#### Prompt:
Please print only the top portion of the entries below, ending with the line that contains "### LINKED ISSUE #825: Remove, move", exactly as written.

Stored records:
=== Begin Enclosure ===
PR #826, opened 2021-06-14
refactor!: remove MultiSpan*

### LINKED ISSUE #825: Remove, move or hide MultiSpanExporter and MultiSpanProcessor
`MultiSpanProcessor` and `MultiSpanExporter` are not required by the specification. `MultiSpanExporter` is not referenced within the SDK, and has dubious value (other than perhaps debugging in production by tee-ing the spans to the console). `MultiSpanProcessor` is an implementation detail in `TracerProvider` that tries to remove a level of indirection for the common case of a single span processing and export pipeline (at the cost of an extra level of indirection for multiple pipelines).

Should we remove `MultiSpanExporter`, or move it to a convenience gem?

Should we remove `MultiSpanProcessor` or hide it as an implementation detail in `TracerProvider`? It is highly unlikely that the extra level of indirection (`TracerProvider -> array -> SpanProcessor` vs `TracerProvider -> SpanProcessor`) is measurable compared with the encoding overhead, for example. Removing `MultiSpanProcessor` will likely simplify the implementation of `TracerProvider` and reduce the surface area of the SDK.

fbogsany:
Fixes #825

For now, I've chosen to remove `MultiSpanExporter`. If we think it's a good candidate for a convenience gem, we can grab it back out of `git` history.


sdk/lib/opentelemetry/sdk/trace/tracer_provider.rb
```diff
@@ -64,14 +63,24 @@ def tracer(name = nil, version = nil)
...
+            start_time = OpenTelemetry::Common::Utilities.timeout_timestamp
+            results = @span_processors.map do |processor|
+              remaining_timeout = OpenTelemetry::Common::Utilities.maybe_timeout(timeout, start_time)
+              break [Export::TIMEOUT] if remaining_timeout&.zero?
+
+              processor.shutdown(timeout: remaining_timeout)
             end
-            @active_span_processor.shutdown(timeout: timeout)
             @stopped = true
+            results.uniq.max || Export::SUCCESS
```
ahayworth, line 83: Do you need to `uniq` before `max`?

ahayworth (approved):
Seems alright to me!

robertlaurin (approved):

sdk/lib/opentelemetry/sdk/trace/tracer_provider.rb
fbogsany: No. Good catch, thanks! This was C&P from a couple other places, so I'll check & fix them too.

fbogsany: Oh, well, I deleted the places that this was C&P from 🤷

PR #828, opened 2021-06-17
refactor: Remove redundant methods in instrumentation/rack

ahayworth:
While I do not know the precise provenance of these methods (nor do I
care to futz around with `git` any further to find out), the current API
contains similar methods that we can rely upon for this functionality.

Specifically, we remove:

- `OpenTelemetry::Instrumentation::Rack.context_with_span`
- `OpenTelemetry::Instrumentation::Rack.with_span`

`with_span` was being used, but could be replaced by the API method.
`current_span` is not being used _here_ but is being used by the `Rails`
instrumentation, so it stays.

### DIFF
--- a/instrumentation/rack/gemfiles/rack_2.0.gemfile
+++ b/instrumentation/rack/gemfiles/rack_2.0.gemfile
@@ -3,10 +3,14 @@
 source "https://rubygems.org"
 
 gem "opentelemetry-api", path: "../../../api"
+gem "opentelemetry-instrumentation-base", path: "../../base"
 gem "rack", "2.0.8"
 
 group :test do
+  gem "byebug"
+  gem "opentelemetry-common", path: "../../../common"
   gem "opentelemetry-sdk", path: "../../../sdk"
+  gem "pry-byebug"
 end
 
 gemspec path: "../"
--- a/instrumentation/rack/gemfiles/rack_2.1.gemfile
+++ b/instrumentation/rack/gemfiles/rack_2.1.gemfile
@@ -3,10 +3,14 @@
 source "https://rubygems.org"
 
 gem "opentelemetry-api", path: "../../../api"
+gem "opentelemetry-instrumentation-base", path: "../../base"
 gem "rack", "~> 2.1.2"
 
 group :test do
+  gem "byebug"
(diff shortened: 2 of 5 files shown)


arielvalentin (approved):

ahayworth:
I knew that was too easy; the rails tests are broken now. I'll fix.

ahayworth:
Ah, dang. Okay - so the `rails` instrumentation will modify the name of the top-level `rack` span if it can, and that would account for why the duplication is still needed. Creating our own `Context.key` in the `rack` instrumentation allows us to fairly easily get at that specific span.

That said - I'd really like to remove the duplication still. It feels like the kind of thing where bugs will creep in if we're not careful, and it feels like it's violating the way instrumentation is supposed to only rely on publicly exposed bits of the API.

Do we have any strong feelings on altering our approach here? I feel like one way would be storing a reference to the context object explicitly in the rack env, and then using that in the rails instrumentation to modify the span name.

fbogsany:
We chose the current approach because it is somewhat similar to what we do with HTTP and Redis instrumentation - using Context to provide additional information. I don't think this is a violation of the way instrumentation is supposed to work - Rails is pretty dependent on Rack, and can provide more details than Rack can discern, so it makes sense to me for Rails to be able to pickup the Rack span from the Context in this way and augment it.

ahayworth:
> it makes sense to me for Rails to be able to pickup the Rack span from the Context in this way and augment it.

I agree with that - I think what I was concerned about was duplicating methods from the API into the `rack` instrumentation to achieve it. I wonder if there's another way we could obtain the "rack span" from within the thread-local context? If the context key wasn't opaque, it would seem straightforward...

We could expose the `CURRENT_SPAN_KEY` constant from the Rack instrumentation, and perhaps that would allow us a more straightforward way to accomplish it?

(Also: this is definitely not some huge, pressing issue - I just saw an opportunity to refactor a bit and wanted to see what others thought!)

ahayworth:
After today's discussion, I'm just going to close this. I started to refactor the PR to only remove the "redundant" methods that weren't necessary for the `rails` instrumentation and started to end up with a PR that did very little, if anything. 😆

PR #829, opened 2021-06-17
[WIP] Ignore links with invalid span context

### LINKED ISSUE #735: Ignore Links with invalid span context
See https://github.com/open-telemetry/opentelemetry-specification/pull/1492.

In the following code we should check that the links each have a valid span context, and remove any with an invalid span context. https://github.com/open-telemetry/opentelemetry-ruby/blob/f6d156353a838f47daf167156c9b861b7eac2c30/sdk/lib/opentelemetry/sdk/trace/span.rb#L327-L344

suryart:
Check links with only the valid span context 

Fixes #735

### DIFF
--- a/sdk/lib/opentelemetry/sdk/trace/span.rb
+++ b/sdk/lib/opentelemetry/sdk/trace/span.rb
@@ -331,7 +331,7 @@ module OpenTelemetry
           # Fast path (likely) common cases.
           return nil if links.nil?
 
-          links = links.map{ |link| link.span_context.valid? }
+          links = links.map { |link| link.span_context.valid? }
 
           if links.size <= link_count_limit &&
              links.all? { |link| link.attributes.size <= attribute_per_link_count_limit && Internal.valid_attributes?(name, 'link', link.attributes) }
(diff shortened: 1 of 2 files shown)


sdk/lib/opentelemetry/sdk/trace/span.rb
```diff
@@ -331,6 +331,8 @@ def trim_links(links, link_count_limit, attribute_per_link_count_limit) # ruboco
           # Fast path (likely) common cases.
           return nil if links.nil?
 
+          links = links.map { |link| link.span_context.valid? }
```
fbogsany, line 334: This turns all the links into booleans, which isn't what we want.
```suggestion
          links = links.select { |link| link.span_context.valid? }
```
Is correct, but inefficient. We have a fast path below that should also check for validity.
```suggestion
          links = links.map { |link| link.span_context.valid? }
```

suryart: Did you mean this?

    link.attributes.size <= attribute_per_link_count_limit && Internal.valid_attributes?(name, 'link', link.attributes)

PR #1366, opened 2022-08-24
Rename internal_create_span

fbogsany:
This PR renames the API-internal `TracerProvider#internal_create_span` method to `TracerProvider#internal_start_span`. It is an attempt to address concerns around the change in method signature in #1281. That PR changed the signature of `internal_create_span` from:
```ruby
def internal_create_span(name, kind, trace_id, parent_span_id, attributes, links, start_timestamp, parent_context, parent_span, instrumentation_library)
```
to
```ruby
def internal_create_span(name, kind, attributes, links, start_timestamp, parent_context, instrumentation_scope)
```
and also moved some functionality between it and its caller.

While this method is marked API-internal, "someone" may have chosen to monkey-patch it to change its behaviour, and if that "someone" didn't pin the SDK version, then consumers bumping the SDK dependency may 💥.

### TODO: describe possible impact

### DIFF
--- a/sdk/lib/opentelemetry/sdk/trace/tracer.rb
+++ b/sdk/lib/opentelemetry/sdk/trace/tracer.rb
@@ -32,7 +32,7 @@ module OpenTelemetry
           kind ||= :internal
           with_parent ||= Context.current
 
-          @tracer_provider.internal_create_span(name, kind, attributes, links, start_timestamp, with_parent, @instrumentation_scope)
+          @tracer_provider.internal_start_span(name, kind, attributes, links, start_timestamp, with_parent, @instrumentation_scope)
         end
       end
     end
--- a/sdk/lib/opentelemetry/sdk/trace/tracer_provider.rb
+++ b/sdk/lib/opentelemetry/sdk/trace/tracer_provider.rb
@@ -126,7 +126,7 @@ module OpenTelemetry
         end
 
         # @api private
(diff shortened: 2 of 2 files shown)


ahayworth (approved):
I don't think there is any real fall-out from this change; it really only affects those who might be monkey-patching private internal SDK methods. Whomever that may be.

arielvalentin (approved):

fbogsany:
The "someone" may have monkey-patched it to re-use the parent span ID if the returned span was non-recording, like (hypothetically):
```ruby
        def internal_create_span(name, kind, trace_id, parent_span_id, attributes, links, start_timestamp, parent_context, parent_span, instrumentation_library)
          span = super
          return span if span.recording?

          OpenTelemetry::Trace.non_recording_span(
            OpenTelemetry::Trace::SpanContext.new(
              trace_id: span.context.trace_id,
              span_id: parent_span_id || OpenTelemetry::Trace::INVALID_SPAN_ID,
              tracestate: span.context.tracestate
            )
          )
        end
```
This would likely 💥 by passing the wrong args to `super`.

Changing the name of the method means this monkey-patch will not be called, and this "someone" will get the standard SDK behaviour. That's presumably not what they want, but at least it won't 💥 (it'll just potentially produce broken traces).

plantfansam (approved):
=== End Enclosure ===
#### Solution to this task:
PR #826, opened 2021-06-14
refactor!: remove MultiSpan*

### LINKED ISSUE #825: Remove, move or hide MultiSpanExporter and MultiSpanProcessor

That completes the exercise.